Problem details: Reproduce each line below with no alterations.

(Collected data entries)
┄┄┄┄┄┄

PR #2369, opened 2023-11-30
new width= parameter for output methods

### LINKED ISSUE #1884: Provide an easy way to format lint messages with user-specified width
No matter where lint messages are printed (e.g. GitHub annotations, RStudio markers, Markdown in GitHub issues, etc.), currently, there is no straightforward way to print them with a certain width. This means that the user always needs to scroll horizontally to see many of the lint messages. 

``` r
options(width = 50)
library(lintr)

lint(
  text = "x <- c();",
  linters = unnecessary_concatenation_linter()
)
#> <text>:1:6: style: [unnecessary_concatenation_linter] Unneeded concatenation without arguments. Replace the "c" call by NULL or, whenever possible, vector() seeded with the correct type and/or length.
#> x <- c();
#>      ^~~
```

<sup>Created on 2023-01-03 with [reprex v2.0.2](https://reprex.tidyverse.org)</sup>

A typical project that starts using linters might throw hundreds of messages, and that's a lot of scrolling. This might be mildly annoying for an able-bodied individual like me, but must be extremely challenging and disappointing for people with mobility impairment. Almost every single lint asks them to scroll to see the full lint message. 

We should anticipate this and provide a way out.

MichaelChirico:
Closes #1884

### DIFF
--- a/R/methods.R
+++ b/R/methods.R
@@ -1,5 +1,5 @@
 #' @export
-format.lint <- function(x, ...) {
+format.lint <- function(x, ..., width = getOption("lintr.format_width")) {
   if (requireNamespace("cli", quietly = TRUE)) {
     color <- switch(x$type,
       warning = cli::col_magenta,
@@ -15,7 +15,7 @@ format.lint <- function(x, ...) {
     # nocov end
   }
 
-  paste0(
+  annotated_msg <- paste0(
     emph(
       x$filename, ":",
       as.character(x$line_number), ":",
@@ -24,7 +24,15 @@ format.lint <- function(x, ...) {
     ),
     color(x$type, ": ", sep = ""),
     "[", x$linter, "] ",
-    emph(x$message), "\n",
+    emph(x$message)
+  )
+
+  if (!is.null(width)) {
+    annotated_msg <- paste(strwrap(annotated_msg, exdent = 4L, width = width), collapse = "\n")
+  }
+
+  paste0(
+    annotated_msg, "\n",
     # swap tabs for spaces for #528 (sorry Richard Hendricks)
     chartr("\t", " ", x$line), "\n",
     highlight_string(x$message, x$column_number, x$ranges),
@@ -34,7 +42,7 @@ format.lint <- function(x, ...) {
 
 #' @export
 print.lint <- function(x, ...) {
-  cat(format(x))
+  cat(format(x, ...))
   invisible(x)
 }
 
@@ -68,8 +76,8 @@ markdown <- function(x, info, ...) {
 }
 
 #' @export
-format.lints <- function(x, ...) {
-  paste(vapply(x, format, character(1L)), collapse = "\n")
+format.lints <- function(x, ..., width = getOption("lintr.format_width")) {
+  paste(vapply(x, format, character(1L), width = width), collapse = "\n")
 }
 
 #' @export
--- a/tests/testthat/test-methods.R
+++ b/tests/testthat/test-methods.R
@@ -157,3 +157,41 @@ test_that("as.data.table.list is _not_ dispatched directly", {
   lints <- lint(text = "a = 1", linters = assignment_linter())
   expect_identical(nrow(data.table::as.data.table(lints)), 1L)
 })
+
+local({
+  # avoid impact of CLI mark-up on strwrap output.
+  #   (testthat, or cli, already do so, but force it explicitly here for emphasis)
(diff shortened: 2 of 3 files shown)


R/methods.R
```diff
@@ -1,5 +1,5 @@
 #' @export
-format.lint <- function(x, ...) {
+format.lint <- function(x, ..., width = getOption("lintr.format_width")) {
```
MichaelChirico, line 2: I think we could write this as lintr_option("format_width") but that would not be user-friendly IINM.

IndrajeetPatil: Yes, I agree. 

This convention also makes us consistent with how other tidyverse packages provide options (e.g. [pillar](https://pillar.r-lib.org/reference/pillar_options.html), [usethis](https://usethis.r-lib.org/reference/usethis_options.html), etc.).

AshesITR: We should also respect `getOption("width")`, no?

tests/testthat/test-methods.R
```diff
@@ -157,3 +157,43 @@ test_that("as.data.table.list is _not_ dispatched directly", {
...
+  withr::local_options(c(cli.num_colors = 0L))
+  # force "default" print method even on GHA
+  withr::local_envvar(c(GITHUB_ACTIONS = NA))
+
+  test_linter <- make_linter_from_xpath("*[1]", lint_message = "The quick brown fox jumps over the lazy dog.")
+
+  lints <- lint(text = "a", linters = test_linter())
+  lint <- lints[[1L]]
+
+  wrapped_strings <- c(
```
IndrajeetPatil, line 173: I had to open my IDE to check these tests locally because I found it so hard to _see_ if the output indeed looked as expected. And this is making me wonder if we have finally found a place where we should use snapshot tests? WDYT?

R/methods.R
MichaelChirico: > We should also respect `getOption("width")`, no?

I think not really. `cat()` handles that -- I don't see a need to change the existing behavior in this regard. Normal terminal wrapping has worked fine so far for interactive usage (IMO). I think that would be a separate FR.

tests/testthat/test-methods.R
IndrajeetPatil: I could get the snapshot tests to work locally, and it seems to work, except for `format()`. 
If I do `cat(format(...))`, I get the following error:

```r
── Error (test-methods.R:183:7): format.lint, format.lints, print.lint, print.lints support optional message wrapping 80 ──
Error in `trace_back(top = getOption("testthat_topenv"), bottom = trace_env)`: Can't find `bottom` on the call tree.
Backtrace:
    ▆
 1. ├─rlang::eval_tidy(code, args)
 2. └─testthat::expect_snapshot(cat(format(lint, width = 20L))) at test-methods.R:183:7
 3.   └─testthat:::expect_snapshot_helper(...)
 4.     └─testthat::expect(...)
 5.       └─rlang::trace_back(top = getOption("testthat_topenv"), bottom = trace_env)
 6.         └─rlang:::trace_find_bottom(bottom, frames)
 7.           └─rlang::abort(msg, call = call)
```

If I don't `cat()`, then, of course, the snapshotted output isn't any better than just having the wrapped strings.

I can investigate this further after work, unless you already have some ideas why this might not be working.

MichaelChirico: Seems like a bug (not sure if {testthat} or maybe even {rlang}).

It _does_ seem less appropriate to test the `format()` output with snapshots. But understand it's a bit awkward to mix snapshots with ugly formatted string outputs.

Easiest way to proceed would seem to be (1) file an upstream issue while we wait to figure out why snapshots won't work (2) leave a TODO here (3) merge with the working (but hard-to-read) tests we have already

IndrajeetPatil: I'd prefer to go for the third option: merge as is and then create a follow-up issue (I can take care of this) for using snapshot tests.

I will approve this, but let's wait for @AshesITR to also resolve his comment before we merge.

IndrajeetPatil: Done: https://github.com/r-lib/lintr/issues/2370

IndrajeetPatil (approved):

R/methods.R
IndrajeetPatil: @AshesITR I am going to merge this. Please create a follow-up if you feel strongly that `getOption("width")` should be respected here.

┄┄┄┄┄┄

Solution to this problem:
PR #2369, opened 2023-11-30
new width= parameter for output methods

### LINKED ISSUE #1884: Provide an easy way to format lint messages with user-specified width
No matter where lint messages are printed (e.g. GitHub annotations, RStudio markers, Markdown in GitHub issues, etc.), currently, there is no straightforward way to print them with a certain width. This means that the user always needs to scroll horizontally to see many of the lint messages. 

``` r
options(width = 50)
library(lintr)

lint(
  text = "x <- c();",
  linters = unnecessary_concatenation_linter()
)
#> <text>:1:6: style: [unnecessary_concatenation_linter] Unneeded concatenation without arguments. Replace the "c" call by NULL or, whenever possible, vector() seeded with the correct type and/or length.
#> x <- c();
#>      ^~~
```

<sup>Created on 2023-01-03 with [reprex v2.0.2](https://reprex.tidyverse.org)</sup>

A typical project that starts using linters might throw hundreds of messages, and that's a lot of scrolling. This might be mildly annoying for an able-bodied individual like me, but must be extremely challenging and disappointing for people with mobility impairment. Almost every single lint asks them to scroll to see the full lint message. 

We should anticipate this and provide a way out.

MichaelChirico:
Closes #1884

### DIFF
--- a/R/methods.R
+++ b/R/methods.R
@@ -1,5 +1,5 @@
 #' @export
-format.lint <- function(x, ...) {
+format.lint <- function(x, ..., width = getOption("lintr.format_width")) {
   if (requireNamespace("cli", quietly = TRUE)) {
     color <- switch(x$type,
       warning = cli::col_magenta,
@@ -15,7 +15,7 @@ format.lint <- function(x, ...) {
     # nocov end
   }
 
-  paste0(
+  annotated_msg <- paste0(
     emph(
       x$filename, ":",
       as.character(x$line_number), ":",
@@ -24,7 +24,15 @@ format.lint <- function(x, ...) {
     ),
     color(x$type, ": ", sep = ""),
     "[", x$linter, "] ",
-    emph(x$message), "\n",
+    emph(x$message)
+  )
+
+  if (!is.null(width)) {
+    annotated_msg <- paste(strwrap(annotated_msg, exdent = 4L, width = width), collapse = "\n")
+  }
+
+  paste0(
+    annotated_msg, "\n",
     # swap tabs for spaces for #528 (sorry Richard Hendricks)
     chartr("\t", " ", x$line), "\n",
     highlight_string(x$message, x$column_number, x$ranges),
@@ -34,7 +42,7 @@ format.lint <- function(x, ...) {
 
 #' @export
 print.lint <- function(x, ...) {
-  cat(format(x))
+  cat(format(x, ...))
   invisible(x)
 }
 
@@ -68,8 +76,8 @@ markdown <- function(x, info, ...) {
 }
 
 #' @export
-format.lints <- function(x, ...) {
-  paste(vapply(x, format, character(1L)), collapse = "\n")
+format.lints <- function(x, ..., width = getOption("lintr.format_width")) {
+  paste(vapply(x, format, character(1L), width = width), collapse = "\n")
 }
 
 #' @export
--- a/tests/testthat/test-methods.R
+++ b/tests/testthat/test-methods.R
@@ -157,3 +157,41 @@ test_that("as.data.table.list is _not_ dispatched directly", {
   lints <- lint(text = "a = 1", linters = assignment_linter())
   expect_identical(nrow(data.table::as.data.table(lints)), 1L)
 })
+
+local({
+  # avoid impact of CLI mark-up on strwrap output.
+  #   (testthat, or cli, already do so, but force it explicitly here for emphasis)
(diff shortened: 2 of 3 files shown)


R/methods.R
```diff
@@ -1,5 +1,5 @@
 #' @export
-format.lint <- function(x, ...) {
+format.lint <- function(x, ..., width = getOption("lintr.format_width")) {
```
MichaelChirico, line 2: I think we could write this as lintr_option("format_width") but that would not be user-friendly IINM.

IndrajeetPatil: Yes, I agree. 

This convention also makes us consistent with how other tidyverse packages provide options (e.g. [pillar](https://pillar.r-lib.org/reference/pillar_options.html), [usethis](https://usethis.r-lib.org/reference/usethis_options.html), etc.).

AshesITR: We should also respect `getOption("width")`, no?

tests/testthat/test-methods.R
```diff
@@ -157,3 +157,43 @@ test_that("as.data.table.list is _not_ dispatched directly", {
...
+  withr::local_options(c(cli.num_colors = 0L))
+  # force "default" print method even on GHA
+  withr::local_envvar(c(GITHUB_ACTIONS = NA))
+
+  test_linter <- make_linter_from_xpath("*[1]", lint_message = "The quick brown fox jumps over the lazy dog.")
+
+  lints <- lint(text = "a", linters = test_linter())
+  lint <- lints[[1L]]
+
+  wrapped_strings <- c(
```
IndrajeetPatil, line 173: I had to open my IDE to check these tests locally because I found it so hard to _see_ if the output indeed looked as expected. And this is making me wonder if we have finally found a place where we should use snapshot tests? WDYT?

R/methods.R
MichaelChirico: > We should also respect `getOption("width")`, no?

I think not really. `cat()` handles that -- I don't see a need to change the existing behavior in this regard. Normal terminal wrapping has worked fine so far for interactive usage (IMO). I think that would be a separate FR.

tests/testthat/test-methods.R
IndrajeetPatil: I could get the snapshot tests to work locally, and it seems to work, except for `format()`. 
If I do `cat(format(...))`, I get the following error:

```r
── Error (test-methods.R:183:7): format.lint, format.lints, print.lint, print.lints support optional message wrapping 80 ──
Error in `trace_back(top = getOption("testthat_topenv"), bottom = trace_env)`: Can't find `bottom` on the call tree.
Backtrace:
    ▆
 1. ├─rlang::eval_tidy(code, args)
 2. └─testthat::expect_snapshot(cat(format(lint, width = 20L))) at test-methods.R:183:7
 3.   └─testthat:::expect_snapshot_helper(...)
 4.     └─testthat::expect(...)
 5.       └─rlang::trace_back(top = getOption("testthat_topenv"), bottom = trace_env)
 6.         └─rlang:::trace_find_bottom(bottom, frames)
 7.           └─rlang::abort(msg, call = call)
```

If I don't `cat()`, then, of course, the snapshotted output isn't any better than just having the wrapped strings.

I can investigate this further after work, unless you already have some ideas why this might not be working.

MichaelChirico: Seems like a bug (not sure if {testthat} or maybe even {rlang}).

It _does_ seem less appropriate to test the `format()` output with snapshots. But understand it's a bit awkward to mix snapshots with ugly formatted string outputs.

Easiest way to proceed would seem to be (1) file an upstream issue while we wait to figure out why snapshots won't work (2) leave a TODO here (3) merge with the working (but hard-to-read) tests we have already

IndrajeetPatil: I'd prefer to go for the third option: merge as is and then create a follow-up issue (I can take care of this) for using snapshot tests.

I will approve this, but let's wait for @AshesITR to also resolve his comment before we merge.

IndrajeetPatil: Done: https://github.com/r-lib/lintr/issues/2370

IndrajeetPatil (approved):

R/methods.R
IndrajeetPatil: @AshesITR I am going to merge this. Please create a follow-up if you feel strongly that `getOption("width")` should be respected here.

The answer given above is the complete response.